Poor Oral Absorption
Polymyxins have very poor permeability and absorption in the gastrointestinal tract. They are not effective for systemic infections when taken by mouth. For systemic use, they must be given intravenously or intramuscularly. Oral formulations are occasionally used for gut decontamination precisely because the drug stays in the GI tract and isn’t absorbed. A statement suggesting good oral bioavailability or routine oral use for systemic infections is false.
Polymyxin B vs. Colistin
The two clinically used polymyxins are polymyxin B and colistin (also called polymyxin E). Their chemical structures, mechanism of action, resistance patterns, and antibacterial spectrum are nearly identical, but they differ in how they’re administered and metabolized.

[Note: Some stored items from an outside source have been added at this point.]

PR #2685, opened 2019-04-03
Update protoc-java-resource-names-plugin

andreamlin:
java-resources-names-plugin just got released to v0.0.13.


andreamlin:
PTAL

Colistin is given intravenously as colistimethate sodium (CMS), an inactive prodrug that converts to active colistin in the body. Polymyxin B, by contrast, is administered in its active form. This distinction matters clinically: colistin converts to its active form partly in the urinary tract, making it useful for urinary infections. Polymyxin B is cleared primarily through nonrenal routes, so it should not be used for bladder infections. Current IDSA guidance recommends avoiding both agents for most serious infections when alternatives exist, reserving colistin as a last-resort option for certain urinary tract infections caused by resistant organisms.
Nephrotoxicity and Neurotoxicity
The most significant downside of polymyxins is kidney damage. In clinical studies, acute kidney injury occurs in roughly 40 to 45 percent of patients receiving either polymyxin B or colistin. The good news is that kidney injury reverses after stopping the drug in the majority of cases, around 80 to 92 percent depending on which polymyxin was used.
Neurotoxicity is less common, occurring in about 9.5 percent of patients overall, though rates are much higher with polymyxin B (around 18 percent) than with colistin (about 1.4 percent). Symptoms include tingling or numbness around the mouth and extremities, dizziness, vertigo, and slurred speech. These effects resolve after the drug is discontinued. In rare cases, polymyxins can cause neuromuscular blockade that leads to respiratory muscle paralysis, a potentially fatal complication that can develop within hours of a dose.
Any statement claiming polymyxins are free of serious side effects or have no renal toxicity is incorrect.
Resistance Through Membrane Modification
Bacteria resist polymyxins by changing the chemical makeup of their outer membrane. The key strategy is modifying lipid A, the part of LPS that polymyxins bind to. By attaching positively charged molecules to the normally negative phosphate groups on lipid A, bacteria reduce the electrostatic attraction that pulls polymyxins to the membrane surface.
In 2015, researchers identified a gene called mcr-1 (mobile colistin resistance) on a plasmid from bacteria collected at a pig farm in China. This was alarming because plasmids can transfer between bacterial species, meaning resistance can spread horizontally rather than arising independently in each organism. The MCR-1 enzyme adds a chemical group to the phosphate on lipid A, reducing its negative charge and weakening polymyxin binding. A statement claiming polymyxin resistance cannot be transferred between bacteria would be false.
Common False Statements to Watch For
- “Polymyxins are effective against gram-positive bacteria.” False. They target only gram-negative organisms.
- “Polymyxins are bacteriostatic.” False. They are bactericidal, killing bacteria by disrupting the cell membrane.
- “Polymyxins are well absorbed orally.” False. GI absorption is very poor; systemic use requires parenteral administration.
- “Polymyxins have no significant toxicity.” False. Nephrotoxicity rates exceed 40 percent, and neurotoxicity is a recognized risk.
- “Polymyxin resistance cannot spread between bacteria.” False. Plasmid-mediated resistance via mcr-1 allows horizontal transfer.